PR #2412, opened 2026-01-26
refactor!: strictNullChecks for cli lib packages

timofei-iatsenko:
# Description

This PR enables typescript's `strictNullChecks` for 

- `@lingui/cli`
- `@lingui/format-po`
- `@lingui/loader`
- `@lingui/message-utils`
- `@lingui/vite-plugin`
- `@lingui/extractor-vue`
- `@lingui/metro-transformer`

Packages still not using `strictNullChecks`:
- `format-po-gettext` this package doesn't even have `strict: true` at this point, so it requires a heavy modernizing (in a separate PR)
- `babel-plugin-lingui-macro` - many patterns in the code hard to rewrite, currently benefits are not worth the effort, maybe re-attempt next time

The most importantly that all "lib" packages such as `@lingui/cli` and `@lingui/conf` now fully strict, that means rewriting "leafs" from dependency graph packages is unblocked. 

## null vs undefined

Many of the changes in the PR caused by null vs undefined change. There is a lot of debates in typescript and javascript community about when and what should be used. This become even more problematic with `strictNullChecks` because

type `string | null | undefined` is not assignable to `string | undefined`  or vice versa `string | null`

So it's better to eliminate one or another and write consisently across codebase. 

Many teams opted for the `undefined` only, for example typescript in theirs codebase uses it. The main reason for that is because `undefined` could not be complietely eliminated - it would pops up when property or parameter is optional, but null could be fully eliminated from the code base if you are not assigning it manually. 

I also opted for `undefined` only, hence changes. 

## `ExtractedMessageType` vs `MessageType` and their corresponding `ExtractedCatalogType` and `CatalogType`

Now disticntion between them even more "distinct" and change the real code scenario `Extracted*` family used for messages produced by extractor, where versions without `Extracted` are corresponding for messages and catalogs from loaded catalogs. 

What the diffrence? For example just extracted messages would not have a `translation` property, `obsolete` and `extra`, they are parts of the locally stored catalog.  

And vice versa, `ExtractedMessageType` **always** have the `placeholders` and `comments` fields, even if they are empty, but catalog from disk could omit them. 

So to further harden the typesafety this distiction was improved. 

## Breaking changes description

It's not intentionally breaking change, but changing the types might break something for anyone who used lingui internal types (custom integrations) 

## Types of changes

- [ ] Documentation update
- [ ] Examples update

Fixes # (issue)

## Checklist

### DIFF
--- a/packages/conf/src/__snapshots__/index.test.ts.snap
+++ b/packages/conf/src/__snapshots__/index.test.ts.snap
@@ -64,10 +64,6 @@ exports[`@lingui/conf > should return default config 1`] = `
       "useLingui",
     ],
   },
-  "service": {
-    "apiKey": "",
-    "name": "",
-  },
   "sourceLocale": "",
 }
 `;


packages/cli/src/api/catalog/getCatalogs.ts
```diff
@@ -91,8 +91,17 @@ export async function getCatalogs(
...
-    catalogs.push(...(await getExperimentalCatalogs(config)))
+  if (
+    config.experimental?.extractor &&
+    config.experimental.extractor.entries.length
+  ) {
+    catalogs.push(
+      ...(await getExperimentalCatalogs(
+        config,
+        format,
+        config.experimental.extractor
```
andrii-bodnar, line 102: If we already pass the full config, why would we need this new parameter?

timofei-iatsenko: `config.experimental.extractor` is optional so it's type is nullable, few lines above we checking that it is set with `if (config.experimental.extractor) {}`. Typescript could infer that and narrow type of this expression so it's non nullable anymore. 

If we would just pass the whole config to `getExperimentalCatalogs(` this type narrowing information would be lost and we would have to do either additional type casting, such as `config.experimental.extractor!` which is basically just shutting up the typescript, or properly check it again that is set with `if () {}` but in this case we should handle the branches of that if somehow. 

So the new signature of this function is basically saying, `config.experimental.extractor` should be already set to call this function and forcing a user to check it is set BEFORE this function is called.

timofei-iatsenko:
> I noticed a frequent use of the Non-Null Assertion Operator `!`. While this could be ok for Unit tests where you are intentionally passing specific data and want to keep the test code concise, in the library code we risk to have runtime `TypeError: Cannot read property...` by silencing TypeScript

this is a consequence for extra type safety enabled by the `"noUncheckedIndexedAccess": true,`.

In most of cases this operator used with `catalogs[locale]` or `catalog[message]` kind of expressions. In this cases we should check that it is not null, but we actually already know that because we just created it few lines above. So it's the case where we can assert that it is not null. 

Also I didn't want to introduce any functional changes, and additional `if`s and conditional checks is a functional change. 

Also covering the existing code with highest level of typesafety is not easy, because the code itself should be written in a way typescript could follow and infer the types.

packages/cli/src/api/catalog/getCatalogs.ts
andrii-bodnar: Thanks for the explanation!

» **YOUR ASSIGNMENT**:
Go through the entries above and report each line with the string "andrii" in it.

» **RESPONSE BOX**:
andrii-bodnar, line 102: If we already pass the full config, why would we need this new parameter?
andrii-bodnar: Thanks for the explanation!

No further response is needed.